In 2008, he published (under Barry Parkinson, his birth name) a book combining traditional 12-sign horoscopy with the concept of blood group–based personality types popularised in Japan in the 1970s by Masahiko Nomi, resulting in a system of 48 personality types.

As of 2008, he practises from Mayfair, London, UK and Shibuya-ku, Tokyo, Japan.
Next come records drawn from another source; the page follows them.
PR #267, opened 2017-11-05
fix instance Warning state behavior in GUI

davidlatwe:
Found that instance's warning state only take effect from the last plugin.
* If warning was not emitted by the last plugin, then it will be override by ~~error or *(it should be)*~~ success.

	

* If warning was emitted by the last plugin, instance's error state will be override.

	

---

Thought this should not be a normal ~~instance item~~ log level behavior, I added `persistWarning` into item-model to keep the warning state for instance item, and reset warning state if that instance got error.

---

[Simple test case I used](https://gist.github.com/davidlatwe/37766b311e708a2df988c15852c8fe09)

### DIFF
--- a/pyblish_qml/models.py
+++ b/pyblish_qml/models.py
@@ -466,7 +466,7 @@ class ItemModel(AbstractModel):
                 item.succeeded = True
                 item.amountPassed += 1
 
-            if not (item.hasWarning and not item.hasError):
+            if item.hasError:
                 item.hasWarning = False
 
             item.duration += result["duration"]
--- a/pyblish_qml/models.py
+++ b/pyblish_qml/models.py
@@ -453,7 +453,7 @@ class ItemModel(AbstractModel):
             item.isProcessing = False
             item.currentProgress = 1
             item.processed = True
-            item.hasWarning |= any([
+            item.hasWarning = item.hasWarning or any([
                 record["levelno"] == logging.WARNING
                 for record in result["records"]
             ])
--- a/pyblish_qml/models.py
+++ b/pyblish_qml/models.py
@@ -454,7 +454,7 @@ class ItemModel(AbstractModel):
             item.isProcessing = False
             item.currentProgress = 1
             item.processed = True
-            item.hasWarning = item.persistWarning or any([
+            item.hasWarning |= any([
                 record["levelno"] == logging.WARNING
                 for record in result["records"]
             ])
--- a/pyblish_qml/models.py
+++ b/pyblish_qml/models.py
@@ -466,9 +466,6 @@ class ItemModel(AbstractModel):
                 item.succeeded = True
                 item.amountPassed += 1
 
-            if item.hasError:
-                item.hasWarning = False
-
             item.duration += result["duration"]
             item.finishedAt = time.time()
 
--- a/pyblish_qml/models.py
+++ b/pyblish_qml/models.py
@@ -17,7 +17,6 @@ defaults = {
         "familiesConcatenated": "",
         "isToggled": True,
         "hasWarning": False,
-        "persistWarning": False,
         "hasError": False,
         "actionHasError": False,
         "actionPending": True,
@@ -467,11 +466,8 @@ class ItemModel(AbstractModel):
                 item.succeeded = True
                 item.amountPassed += 1
 
-            if item.hasWarning and not item.hasError:
-                item.persistWarning = True
-            else:
+            if not (item.hasWarning and not item.hasError):
                 item.hasWarning = False
-                item.persistWarning = False
 
             item.duration += result["duration"]
             item.finishedAt = time.time()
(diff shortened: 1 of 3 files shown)


davidlatwe:
Since QML doesn't count the warning amount, so keep it count them as passed.

pyblish_qml/models.py
```diff
@@ -453,7 +454,7 @@ def update_with_result(self, result):
             item.isProcessing = False
             item.currentProgress = 1
             item.processed = True
-            item.hasWarning = any([
+            item.hasWarning = item.persistWarning or any([
```
mottosso: Could this be:

```python
item.hasWarning = item.hasWarning or any([...
```

That way, it'll be set once, and then re-used. That way we'd save on introducing an additional variable too.

mottosso:
Well spotted!

pyblish_qml/models.py
davidlatwe: Oh, yes ! That line can change to
```python
item.hasWarning |= any([...
```

davidlatwe: Done, is this what you were saying ?

davidlatwe:
Can I also fix my last PR's pep8 issue ?

pyblish_qml/models.py
davidlatwe: Oh, wait, yes, I might not need that `persistWarning `

davidlatwe: Done ! Awesome !

mottosso: Actually, I would prefer `item.hasWarning = item.hasWarning or ...`

Because, I'm not sure if you know, `|=` does not mean "or equals". It means "bitwise or equals" and I'm really rusty on my bitwise math. I'm not sure you knew `True |= False == True` which it does in this case and should, but to me that's black magic and I will be looking at that line sometime in the future wondering "What does that do?".

It's not as pretty as what you've got, but I think it will save someone time in the future. Does that make sense?

pyblish_qml/models.py
```diff
@@ -466,6 +466,9 @@ def update_with_result(self, result):
                 item.succeeded = True
                 item.amountPassed += 1
 
+            if not (item.hasWarning and not item.hasError):
```
mottosso: What does this do?

davidlatwe: Oh, it reset the warning, if this instance got error from any plugin.
Without this reset, warning will override the error state.

davidlatwe: Since this
```python
item.hasWarning |= any([ ...
```
lock the warning state, so need that

```python
if not (item.hasWarning and not item.hasError):
```
to take warning back for exposing the error state.

davidlatwe: Oh, sorry, that should be able simplify to
```python
if item.hasError:
    item.hasWarning = False
```

pyblish_qml/models.py
davidlatwe: > I'm not sure if you know, |= does not mean "or equals".

I am not aware that !
Sure, of course.

davidlatwe: It's in fix 4 now.

pyblish_qml/models.py
```diff
@@ -466,6 +466,9 @@ def update_with_result(self, result):
                 item.succeeded = True
                 item.amountPassed += 1
 
+            if item.hasError:
+                item.hasWarning = False
```
mottosso: Ah, does it show yellow even if there's an error? In that case it sounds like an error in the GUI code. Shouldn't need to alter the warning when there's an error.

Having a look..

Aah, yes. If you shuffle [this statement](https://github.com/pyblish/pyblish-qml/blob/7e86c446c8d196527bd7a5d47a0a5f8d5683287b/pyblish_qml/qml/List.qml#L35), to query the error first, then the `hasError` will take prevalence and it won't matter whether it has a warning.

Give it a try.

davidlatwe: > Aah, yes. If you shuffle this statement, to query the error first, then the hasError will take prevalence and it won't matter whether it has a warning.

Yes ! It did !

davidlatwe: Wow, much clearer now.

davidlatwe: it's in fix 5 now.

mottosso:
Excellent, this looks good!

In the future, it'd be better to put a commit message that describes what the change does, rather than a series of versions. Think of each commit as a self-contained whole, something you might one day want to revert, or cherry-pick onto a different branch. And consider what it will look like in midst other commits, [here](https://github.com/pyblish/pyblish-qml/commits/master).

For now, this is fine. Just a minor tweak for future PRs.

mottosso:
Thanks @davidlatwe!

davidlatwe:
> In the future, it'd be better to put a commit message that describes what the change does
Sure, will do !

PR #271, opened 2017-11-30
Bug fix for standalone.

tokejepsen:
Will need some help explaining why this fixes the issue 😕


tokejepsen:
When creating the modal mode, we removed the server call to ```self.listen()```, which is why we need to add it when not running as a child (or inside a host).

mottosso:
`listen()` is what enables QML to chat with whatever host launches it; it'll need to be called at some point regardless of how it's run. I can't tell exactly what's happening here; so long as it doesn't cause trouble for running things in non-standalone mode, then this looks fine.

tokejepsen:
Non-standalone checked, and working fine :)

PR #277, opened 2017-12-14
Check icon

mottosso:
Along the theme of section colors, I wanted to see what it'd look like to update the checkbox icon with something other than the check, as check normally means "all good", which isn't the case when things error.

untitled project

Not sure it's an improvement.. Welcome to tinker.

As I was writing this, I discovered a minor bug in the previously merged PR; namely that the section icon went too dark when unexpanded and had no status.

untitled project

### DIFF
--- a/pyblish_qml/qml/Pyblish/CheckBox.qml
+++ b/pyblish_qml/qml/Pyblish/CheckBox.qml
@@ -10,6 +10,7 @@ MouseArea {
 
     property bool active: true
     property bool checked: false
+    property alias icon: check.name
 
     property var statuses: {
         "default": "white",
--- a/pyblish_qml/qml/Pyblish/ListItems/SectionItem.qml
+++ b/pyblish_qml/qml/Pyblish/ListItems/SectionItem.qml
@@ -15,7 +15,7 @@ Item {
     property string text
 
     property var statuses: {
-        "default": "#222",
+        "default": "#ddd",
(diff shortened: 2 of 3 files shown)


tokejepsen:
That is an interesting idea!

Could we maybe remove the box around the exclamation icon?
And how about the deprecation icon for warnings?

BigRoy:
Not sure if it's better - I think it's more clutter. 

How about *after* processing that the checkboxes turn "fully colored" instead of showing an icon - they would just be red, orange or green. And can't be toggled.

tokejepsen:
> How about after processing that the checkboxes turn "fully colored" instead of showing an icon

+1

tokejepsen:
Here are the solid colors in action:

dec 18 2017 11_09 am

Its in a PR for @mottosso fork; https://github.com/mottosso/pyblish-qml/pull/3

mottosso:
Oh wow, that looks great. Merging that.

tokejepsen:
I have another PR which just cleans the added code and versions up, ready for a merge; https://github.com/mottosso/pyblish-qml/pull/4

mottosso:
Thanks @tokejepsen, happy to merge this. Any last comments?

tokejepsen:
I'm good for a merge :) @BigRoy ?

BigRoy:
Looks awesome visually. Great work.

PR #284, opened 2018-03-21
Fix #283

### LINKED ISSUE #283: Unchecked instances visually unclear
### Issue

Not sure where this got introduced, but in the latest version of Pyblish QML unchecked instances are visually hard to read because the checkbox remains a fully solid checked state.

worse

In this image the `cameraDefault` instance is actually disabled, it's clicked to be deactivated. 

The only hint that visualizes it is disabled is the darker greyed out text. 

Previously it would also clear the solid contents of the checkbox and keep only the border, which visually made much more sense.

### Proposal

Remove the solid checked color when deactivated, like:

better

---

Could be from [this change](https://github.com/pyblish/pyblish-qml/pull/277/commits/63c55d3384644e3d2733dcc583ae6308410c8d95) which was [shown here](https://github.com/pyblish/pyblish-qml/pull/277#issuecomment-352383187).

BigRoy:
This fixes #283 

Though, on toggling an instance off for a very brief moment the "checked" icon is visible. Not sure if that's a problem, but it's because that one fades over a brief time: 
```
NumberAnimation {
                duration: 100
            }
```

Current result: https://i.gyazo.com/9ecf5c88571b859c2953772c4c00bd33.mp4

### DIFF
--- a/pyblish_qml/qml/Pyblish/CheckBox.qml
+++ b/pyblish_qml/qml/Pyblish/CheckBox.qml
@@ -59,12 +59,14 @@ MouseArea {
         anchors.centerIn: parent
 
         color: {
-          if (status == "success")
-            return Qt.darker(check.color, 1.5)
-          if (status == "warning")
-            return Qt.darker(check.color, 1.5)
-          if (status == "error")
-            return Qt.darker(check.color, 1.5)
+          if (checked) {
+              if (status == "success")
+                return Qt.darker(check.color, 1.5)
+              if (status == "warning")
+                return Qt.darker(check.color, 1.5)
+              if (status == "error")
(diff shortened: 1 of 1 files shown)


davidlatwe:
image

How about we make the border color be dimmed white `Qt.darker("white", 1.5)` as well when it's unchecked ?

davidlatwe:
Oh, ignore me if keeping the border color is intended. :P

mottosso:
Missed this! Happy for this to get merged once you guys are happy. 👍

BigRoy:
Let's merge this! Can't see a merge button on my phone, so not sure if I have the privileges to do so. :)

Issue #285, opened 2018-04-02
Section collapsing indicator color not working properly with action `Category`


davidlatwe:
## Problem
If I add `pyblish.api.Category` object in to `plugin.actions` list, the color of section collapsing indicator will not working as expected (Seems like plugin status got override to *default*).

## Test Code

Please try comment out `pyblish.api.Category("Fix"),` in each plugin's `actions` and see the change of section indicator `+`

```python
import pyblish.api


class DoSomeFix(pyblish.api.Action):
    label = "Make Some"
    on = "failed"

    def process(self, context, plugin):
        pass


class CollectSome(pyblish.api.ContextPlugin):

    order = pyblish.api.CollectorOrder - 0.2
    label = "Collect Some"
    actions = [
        #pyblish.api.Category("Fix"),
        DoSomeFix,
    ]

    def process(self, context):
        context.create_instance("something")


class CollectFailed(pyblish.api.ContextPlugin):

    order = pyblish.api.CollectorOrder - 0.2
    label = "Collect Failed"
    actions = [
        pyblish.api.Category("Fix"),
        DoSomeFix,
    ]

    def process(self, context):
        raise RuntimeError("Failed.")


class ValidateSome(pyblish.api.InstancePlugin):

    order = pyblish.api.ValidatorOrder - 0.2
    label = "Validate Some"
    actions = [
        pyblish.api.Category("Fix"),
        DoSomeFix,
    ]

    def process(self, instance):
        raise RuntimeError("Failed.")

```

mottosso:
Thanks @davidlatwe, would you like to have a look at resolving this?

davidlatwe:
Sure, will send a PR if I solved this.

davidlatwe:
Solved with #286
Closing this one now:)
Thanks!

PR #286, opened 2018-04-02
Changed actionsIconVisible loop breaking for section indicator updating

davidlatwe:
After adding hide-able section function, updating `actionsIconVisible` state
may skip section update if the action menu exists.

So instead of `continue if True` which skipping the rest of the code,
changed to `if not True`.

This will solve #285 .

### DIFF
--- a/pyblish_qml/models.py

| Sign |  |  | Traditional (tropical) dates | Dates based on the IAU constellations (as of 2011) |
|---|---|---|---|---|
|  | Aries | The Ram | 21 March to 20 April | 18 April to 13 May |
|  | Taurus | The Bull | 21 April to 20 May | 13 May to 21 June |
|  | Gemini | The Twins | 21 May to 21 June | 21 June to 20 July |
|  | Cancer | The Crab | 22 June to 22 July | 20 July to 10 August |
|  | Leo | The Lion | 23 July to 22 August | 10 August to 16 September |
|  | Virgo | The Virgin | 23 August to 22 September | 16 September to 30 October |
|  | Libra | The Scales | 23 September to 22 October | 30 October to 23 November |
|  | Scorpio | The Scorpion | 23 October to 22 November | 23 to 29 November |
|  | Ophiuchus | The Serpent Bearer |  | 29 November to 18 December |
|  | Sagittarius | The Archer / Centaur | 23 November to 21 December | 18 December to 20 January |
|  | Capricorn | The Sea-goat | 22 December to 20 January | 20 January to 16 February |
|  | Aquarius | The Water Bearer | 21 January to 18 February | 16 February to 11 March |
|  | Pisces | The Fish | 19 February to 20 March | 11 March to 17 April |

==Selected publications==

===United Kingdom===
- The 13 Signs of the Zodiac, HarperCollins (1995) ISBN 0-7225-3254-7
- Your Brilliant Guide to the 1999 Total Solar Eclipse, Sigma Press (1999) ISBN 1-85058-676-4
- Your Universe and You: Your Brilliant Guide to the Night Sky, Sigma Press (2000) ISBN 1-85058-731-0
- Under Starry Skies: Tracing Our Cosmic Heritage, uvshift (2001) ISBN 0-9540211-0-X

===Japan===
- 13星座の星占い (The 13 Signs of the Zodiac), Shodensha Co. Ltd (1996) ISBN 4-396-10374-3
- 13星座で本当の自分がわかる (13 Zodiac: Personality), Fusosha 扶桑社文庫 (1996) ISBN 4-594-02029-1
- 13星座・恋愛占い (13 Zodiac: Love), Fusosha (1996) ISBN 4-594-02092-5
- 天空の企て (Voice of the Heavens), Fusosha (1997) ISBN 4-594-02276-6
- 円卓の騎士占い (Knights of the Round Table: Fortune), Fusosha (2003) ISBN 4-594-04118-3
- キング・アーサーと円卓の騎士占い (King Arthur and the Knights of the Round Table: Fortune), Fusosha (2004), ISBN 978-4-594-04654-5.
- (as Barry Parkinson バリー・パーキンソン) 「血液型×星座占い」 48ランキングで本当の自分が分かる! Blood Type × Horoscopes: 48 True Rankings, Understand Yourself!, Fusosha (2008) ISBN 978-4-594-05806-7.